■ Problem details
What is the number of lines in the listing below that include the string "define"? Answer with that number alone.

■ Data for the task
PR #220, opened 2020-07-03
Update rvv-1.0.x to the newest vector spec v1.0 released (Not yet have the release tag).

Nelson1225:
There are some changes according to the vector v1.0 released spec,

* Extend the VL<nf>R and VS<nf>R instruction, when <nf> is 2, 4, 8.
https://github.com/riscv/riscv-v-spec/commit/0fec0e257cca5e389a0e1774e7d5aaac729b4ad2#diff-4fa320b4e415eee7270590bb06607389R1923

* Added element width hint to whole register loads/stores. (Encode EEW for VL<nf>RE<EEW>)
https://github.com/riscv/riscv-v-spec/commit/20f673c9aef9ee2ee18a30db52b9a2c5d287deb5#diff-4fa320b4e415eee7270590bb06607389R1910

* Remove Vector indexed instruction when EEW >= 128.
https://github.com/riscv/riscv-v-spec/commit/0fec0e257cca5e389a0e1774e7d5aaac729b4ad2#diff-4fa320b4e415eee7270590bb06607389R1532

* Add assembly pseudo instructions vncvt.x.x.v.
https://github.com/riscv/riscv-v-spec/commit/2ab0b81ddc3476de734d1bfb065d04bb8730a36b#diff-4fa320b4e415eee7270590bb06607389R2682

* Added reciprocal and reciprocal square-root estimate instruction.
https://github.com/riscv/riscv-v-spec/commit/d35b23f1a2c2e8d2a13fba1fae52b84e75c6d483#diff-34bccafef6cfe01367796362310416dfR190

* Added vrgatherei16 instruction.
https://github.com/riscv/riscv-v-spec/commit/a67925038b653a75cd7eadb68b9915449941745d

* Make vlmul bits contiguous in vtype. (done in the https://github.com/riscv/riscv-binutils-gdb/pull/222)
https://github.com/riscv/riscv-v-spec/commit/b8cd98bc9467617b6653583116b2dfe9eefb2f51

* ...

Thanks
Nelson


include/opcode/riscv-opc.h
```diff
@@ -1557,8 +1557,21 @@ xxx - 00 x 10000 xxxxx --- xxxxx 0000111 VLSEG<nf>E<EEW>FF
 
 #define MATCH_VL1RV  0x02800007
 #define MASK_VL1RV   0xfff0707f
+#define MATCH_VL2RV  0x12800007
```
jim-wilson, line 1560: Is this right?  The <nf> field is 3 bits, so it looks like it should be 0x2....  And similarly below the 0x3 should be 0x6 and the 0x7 should be 0xe.

Nelson1225:
> Looks like quite a few recent changes. The vlXr now have an optional eX. There are new vfrece7 and vfrsqrte7 instructions. The index values are now specified to stop at ei64 where as we went up to ei1024. There is a new vncvt alias. Some of the source/dest overlap rules have changed. That is just what I noticed. There might also be other changes in there I missed.

OK I will start to add these today.

include/opcode/riscv-opc.h
Nelson1225: No it's wrong....  I’m sorry to have made such a stupid mistake....  Already fixed now.  And I also notice that we have a new mew encoding for vector load/store, these will be added by other patches.  Thanks.

Nelson1225:
The binutils 2.35 is released now, so I close this PR, and will create a new one to the rvv-1.0.x, which is based on the binutils 2.35.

■ Finished task
3